Issue #77, opened 2026-06-12
Compress stored chunk text — dictionary-trained zstd at the blob level (~3.8 GB → <1 GB on the kernel)


skakri:
Surfaced from the ~10 GB kernel-index DB analysis — stored **chunk text dominates** (~3.8 GB of the ~10 GB, kept verbatim).

## Low-risk win: dictionary-trained zstd at the blob level
- Train a **shared dictionary per language** on a few thousand sampled chunks (the `zstd` crate handles dictionaries natively). Source compresses unusually well with a shared dict — **4–6× on C** is typical → ~3.8 GB to under 1 GB.
- **No semantics touched:** decompress on read; updates, deletes, and FTS re-tokenization all keep working unchanged. The dictionary is versioned (train once at index/build time; store the dict + version with the DB).
- This is the one-change, no-coupling option.

## Rejected for now (document as a future option, not phase 1)
Dropping stored text entirely and **materializing from the git object store** — clean rows are pinned by `commit_sha` and blobs are immutable, so it's the lazy-blame pattern applied to text. Architecturally pretty, but a real footgun:
- **External-content FTS5 requires reproducing the EXACT original text on update/delete** to keep the index consistent — so reconstruction becomes *correctness-critical*, not just a read path.
- `gc` pruning of dead commits acquires an **ordering dependency with FTS deletes**.

Compression gets most of the bytes with none of that coupling. **Recommendation: ship compression; leave materialization as a documented future option.**

skakri:
### Relation to #143 (MCP read-lock contention)

Surfaced again while fixing #143 ("database is locked" under concurrent MCP clients on the kernel index). Worth recording how the two relate so neither is mistaken for the other:

- **#143 (fixed in #144)** removes read-side lock contention directly — read tools no longer take the SQLite write lock on open (read-first `ensure_model_manifest` + read-only connections). It changes *who* takes the write lock.
- **#77 (this issue)** shrinks the DB (~3.8 GB stored chunk text → <1 GB on the kernel via dictionary-trained zstd). A smaller DB means faster WAL checkpoints and shorter write-lock **hold times**, so any remaining writer (the watcher, a heal, a reconcile) blocks others for less time and is less likely to blow the busy_timeout. It changes *how long* a writer holds the lock.

[...]

PR #144, opened 2026-06-14
fix(mcp): read tools open read-only so a writer can't lock them out (#143)

### LINKED ISSUE #143: MCP read tools take the SQLite write lock on open → intermittent "database is locked" under concurrent clients
## Symptom

A second concurrent MCP client (e.g. Codex while another agent's MCP server is also attached) intermittently gets **`database is locked` (SQLITE_BUSY)** from read-only tools on a large index (observed on the Linux-kernel index, ~38.8k files, ~1M chunks).

## Root cause

Every MCP tool call opens the DB via `IndexDatabase::open_config` → `IndexConnection::open` (a **read-write** connection), and `open_with_graph_check` unconditionally runs `ensure_model_manifest(...)` on open. That helper issues write DML on **every** open regardless of whether anything changed:

- `remove_legacy_models` → 3× `DELETE`
- `upsert_model` ×3 → `INSERT … ON CONFLICT DO NOTHING`
- `normalize_embedding_model_versions` → `UPDATE`

In rusqlite every DML statement takes the SQLite **write lock** for its implicit transaction, even when it matches zero rows. So **every read tool acquires the write lock on open.** WAL allows only one writer; with a live watcher and/or a second MCP instance also opening connections, these per-open writes serialize, and when one holder runs past the 5s `busy_timeout`, the next returns `SQLITE_BUSY` → "database is locked." It is intermittent because it only fires on overlap.

(`ensure_graph_index_current` is *not* the culprit in steady state — it early-returns when `graph_index_version` matches.)

## Fix (this issue)

**A. Make `ensure_model_manifest` read-first.** Guard the writes behind a cheap "is the manifest already current?" read so a steady-state open performs **zero** writes. After the first open establishes the manifest, every subsequent open is read-only. Protects all RW callers (CLI, watcher, write tools), not just the MCP.

**B. Route pure-read MCP tools through a real read-only connection.** Read tools open with `SQLITE_OPEN_READ_ONLY` (5s busy_timeout) and skip the on-open heal writes (`ensure_model_manifest` / `ensure_graph_index_current`). A read-only connection can never take the main write lock, so reads become structurally immune to any writer. If the index needs a heal/migrate (schema not `Compatible`, graph version stale, or manifest not current), the read path falls back once to the RW open so healing still happens; subsequent reads are lock-free again.

Read tools: everything except the writers `heal_index`, `memory_create`, `memory_rebind`, `memory_update`, `memory_mark_obsolete`, `memory_validate`.

## Complementary, not part of this issue: #77

#77 (zstd-compress stored chunk text, ~3.8 GB → <1 GB on the kernel) helps on a **different axis** — a smaller DB shortens checkpoint / write-lock hold times, so the busy_timeout is less likely to be blown. It does not change *who* takes the write lock. A+B remove the read-side contention directly; #77 shortens writer hold time. Track #77 separately.

skakri:
Fixes #143.

## Problem

A second concurrent MCP client (e.g. Codex while another agent's MCP server is also attached) intermittently gets **`database is locked`** from read-only tools on a large index (observed on the Linux-kernel index).

Every MCP tool call opened the DB read-write (`call_tool_for_config` → `IndexDatabase::open_config` → `IndexConnection::open`), and `open_with_graph_check` ran `ensure_model_manifest` on **every** open. That helper issues unconditional write DML (`remove_legacy_models` DELETEs, 3× `upsert_model` INSERT, `normalize_embedding_model_versions` UPDATE). In rusqlite every DML statement takes the SQLite **write lock** for its implicit transaction even when it changes zero rows — so **every read tool acquired the write lock on open**. With a live watcher and/or a second MCP instance, those per-open writes serialize; when one holder runs past the 5s `busy_timeout`, the next returns `SQLITE_BUSY`. Intermittent because it only fires on overlap.

(The RW path already had a 5s busy_timeout; the 100ms one is only the grep-augment fallback. `ensure_graph_index_current` is not a steady-state culprit — it early-returns when the graph version matches.)

## Fix (two independent layers)

**A — `ensure_model_manifest` is read-first.** A new `model_manifest_is_current` short-circuits the writes when the manifest already matches what they would produce, so a steady-state open performs **zero** writes. Protects all read-write callers (CLI, watcher, write tools), not just the MCP.

**B — pure-read MCP tools open read-only.** `try_open_config_read_only` opens a `SQLITE_OPEN_READ_ONLY` connection (5s busy_timeout) and skips the on-open heal writes. A read-only connection can never take the main write lock, so reads are structurally immune to any writer. It declines (`None` → read-write fallback that heals once) when a write is still owed: schema not `Compatible`, stale graph index, or a not-yet-current manifest. Tool classification is a writer **deny-list** (a new tool is read-only by default), guarded by a test.

## Tests
- `ensure_model_manifest_does_not_write_when_already_current` — proves the no-op by running it on a read-only connection.
- `read_only_open_serves_current_index_and_declines_when_heal_is_owed`.
- `read_only_classification_covers_every_tool_and_denies_writers`.

Full `rag-rat-core` + `rag-rat-mcp` suites pass; clippy clean.

## Not in this PR
#77 (zstd-compress stored chunk text) is complementary on a different axis — it shortens how long any writer holds the lock, but doesn't change who takes it. Tracked separately.

### DIFF
--- a/crates/rag-rat-core/src/index/ai/reconcile.rs
+++ b/crates/rag-rat-core/src/index/ai/reconcile.rs
@@ -1,6 +1,15 @@
 use super::*;
 
 pub(crate) fn ensure_model_manifest(conn: &Connection) -> anyhow::Result<()> {
+    // Read-first: skip the (write-locking) DML entirely when the manifest already matches what we
+    // would write. `ensure_model_manifest` runs on EVERY `IndexDatabase::open*`, so issuing
+    // unconditional INSERT/UPDATE/DELETE here made every open — including read-only MCP tools —
+    // take the SQLite write lock, serializing them against the watcher and other clients and
+    // surfacing "database is locked" under concurrency (#143). After the first open establishes
+    // the manifest, every later open is a handful of SELECTs and never touches the write lock.
+    if model_manifest_is_current(conn)? {
+        return Ok(());
+    }
     remove_legacy_models(conn)?;
     upsert_model(conn, HASH_MODEL_ID, "embedding", Some(HASH_EMBEDDING_DIM), "hash", false)?;
     upsert_model(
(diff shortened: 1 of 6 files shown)


skakri:
Good catch — fixed in 902c487.

You're right that `semantic_search` (FTS heal), `read_chunk` (`mark_file_deleted`/`heal_file`), and `git_blame_chunk` (`store_blame`) lazily write on cold paths. Rather than deny-list them — which would make the *hottest* tool (`semantic_search`) always take the write lock, defeating the point of the fix — the dispatcher now **detects a `SQLITE_READONLY` violation and transparently retries the whole call on a read-write connection** (which performs the heal):

- `core`: `storage::is_readonly_violation(&anyhow::Error)` walks the cause chain for `rusqlite::ErrorCode::ReadOnly`.
- `mcp`: `call_tool_for_config` runs the read tool read-only; on a read-only violation it falls through to the read-write open and re-runs the call. The warm path never writes, so it stays lock-free; the caller never sees `SQLITE_READONLY`.

So the deny-list now means "always writes" (memories, heal_index); tools that only *sometimes* write stay read-only and rely on the retry.

Tests added: `is_readonly_violation_flags_only_sqlite_readonly_errors` (storage) and `read_tool_lazy_write_retries_read_write_not_readonly_error` (deletes a chunk's source file so `read_chunk` takes the `mark_file_deleted` write path, and asserts the caller gets the domain "gone" error, never a read-only violation).

skakri:
@codex review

•••••

» Your task
Repeat every line exactly, starting with the first line of the entries, and stop once the line containing "- Train a **shared" has been given.

» Response to this exercise
Issue #77, opened 2026-06-12
Compress stored chunk text — dictionary-trained zstd at the blob level (~3.8 GB → <1 GB on the kernel)


skakri:
Surfaced from the ~10 GB kernel-index DB analysis — stored **chunk text dominates** (~3.8 GB of the ~10 GB, kept verbatim).

## Low-risk win: dictionary-trained zstd at the blob level
- Train a **shared dictionary per language** on a few thousand sampled chunks (the `zstd` crate handles dictionaries natively). Source compresses unusually well with a shared dict — **4–6× on C** is typical → ~3.8 GB to under 1 GB.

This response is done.